What, then, is a good ‘cloud gaming’ architecture? Gaming services such as Xbox Live predate the ‘cloud’, as do massively multiplayer online games like World of Warcraft or EVE Online. A very large part of the cost of newer games, at least at the top of the market, is asset creation. Large amounts of these assets are hand-made and client updates have become so large because of the increasing size of these assets. Similarly, digital storefronts and digital libraries of games have become the norm. Here we see cloud-oriented services such as CDNs enter, along with the migration of gaming services to cloud infrastructure or being built natively in the cloud. What would be different would be scalable, real-time creation of procedurally generated content specifically for a given client. And we may finally be about to see that sort of cloud gaming service arrive with Microsoft Flight Simulator 2020. The developer claims that it will use satellite data, processed by Azure, to generate content which will allow a player to fly a plane ‘anywhere in the world’, and see what they would see if they actually flew over the real location, including local daylight and weather conditions.

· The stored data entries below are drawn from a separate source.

PR #825, opened 2016-05-24
Fix possible double close and use of unopened socket

hardikar:
- On line 407, I assume the code should jump to error if either value is -1 _or_ python error-ed, and not when both.
- According to http://linux.die.net/man/3/socket, `Upon successful completion, socket() shall return a non-negative integer, the socket file descriptor. Otherwise, a value of -1 shall be returned and errno set to indicate the error.`.  Thus on line 540, 0 is a valid socket fd - and the check should be against -1
- If py_retlist > 1, i.e Py_BuildValue returned an error, the code will jump to error and double close the socket.

### DIFF
--- a/HISTORY.rst
+++ b/HISTORY.rst
@@ -19,6 +19,7 @@ Bug tracker at https://github.com/giampaolo/psutil/issues
 - #797: [Linux] net_if_stats() may raise OSError for certain NIC cards.
 - #813: Process.as_dict() should ignore extraneous attribute names which gets
   attached to the Process instance.
+- #825: Fix possible double close and use of unopened socket 
 
 
 4.1.0 - 2016-03-12
--- a/psutil/_psutil_linux.c
+++ b/psutil/_psutil_linux.c
@@ -538,17 +538,16 @@ psutil_net_if_stats(PyObject* self, PyObject* args) {
         }
     }
 
-    close(sock);
     py_retlist = Py_BuildValue("[Oiii]", py_is_up, duplex, speed, mtu);
     if (!py_retlist)
-        goto error_after_close;
+        goto error;
+    close(sock);
     Py_DECREF(py_is_up);
     return py_retlist;
 
 error:
     if (sock != -1)
         close(sock);
-error_after_close:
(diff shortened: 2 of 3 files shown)


psutil/_psutil_linux.c
```diff
@@ -541,14 +541,15 @@ psutil_net_if_stats(PyObject* self, PyObject* args) {
...
     Py_DECREF(py_is_up);
     return py_retlist;
 
 error:
-    Py_XDECREF(py_is_up);
-    if (sock != 0)
+    if (sock != -1)
         close(sock);
+error_after_close:
+    Py_XDECREF(py_is_up);
```
giampaolo: I kinda don't like having two separate goto handlers. I think `close()`sing the socket twice will not be a problem,

hardikar: Well, once a socket is closed - the file descriptor is available for use elsewhere. And thus a double close could end up closing that - which may cause a problem elsewhere. If you don't like multiple goto handlers, you might prefer moving the close(sock) on line 541 down to 545 before the return. That way there is a close in every path in the function - and no double close.

giampaolo: I like. Can you update the PR also including changes for the HISTORY.rst file?

hardikar:
@giampaolo Sorry for getting back to this after so long - have look at the updated diff.

HISTORY.rst
```diff
@@ -19,6 +19,7 @@ Bug tracker at https://github.com/giampaolo/psutil/issues
 - #797: [Linux] net_if_stats() may raise OSError for certain NIC cards.
 - #813: Process.as_dict() should ignore extraneous attribute names which gets
   attached to the Process instance.
+- #825: Fix possible double close and use of unopened socket
```
giampaolo: Please specify the platform (`[Linux]`) and the function which was affected (the high level, end-user psutil function, not the C function)

giampaolo:
Just fix this https://github.com/giampaolo/psutil/pull/825/files#r66893740 and update CREDITS file then it's good to go.

PR #822, opened 2016-05-22
Fixed bug in NetBSD's execution of virtual_memory()

khanzf:
virtual_memory() opened /proc/meminfo as a binary. As such, each line was a binary, but lines 135 and 137 were checking against a string type. This caused str.startswith() to raise a TypeError and fail.
The solution was merely to change the str.startswith() comparison to a binary.

PR #833, opened 2016-06-03
Fix psutil.virtual_memory() type mismatch for NetBSD.

khanzf:
psutil.virtual_memory() on NetBSD opened /proc/meminfo as a binary file, but was using startswith() against a non-binary string. This resulted in a TypeError. This match changes the startswith() string to a bytes type.


FarhansCode:
This is a revision of pull request #822 which I closed due to multiple errors in my git history.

Here the full potential dataset (the entire world) is too large to download to even a very large client, and real-time weather conditions necessitate real-time client updates. It still requires a powerful client, and a fast internet connection, but the cloud-specific strengths being leveraged are collecting and processing large amounts of data, then distributing that data to many different clients, each with individual needs, with the number of clients fluctuating based on demand. Microsoft is fortunate enough to ‘own’ both sides of the problem, having both its own cloud infrastructure and its own client base, but by owning both they’re able to build something that properly uses both, rather than trying to force a business strength into an area where it’s less able to compete.
I don’t know if Microsoft Flight Simulator 2020 will be a good game, or a commercial success. But it’s the first game I’ve seen that shouts ‘cloud gaming’ at me, and it has me seriously considering putting together a PC with a yoke and rudder pedals, and seeing how it feels compared to the real thing.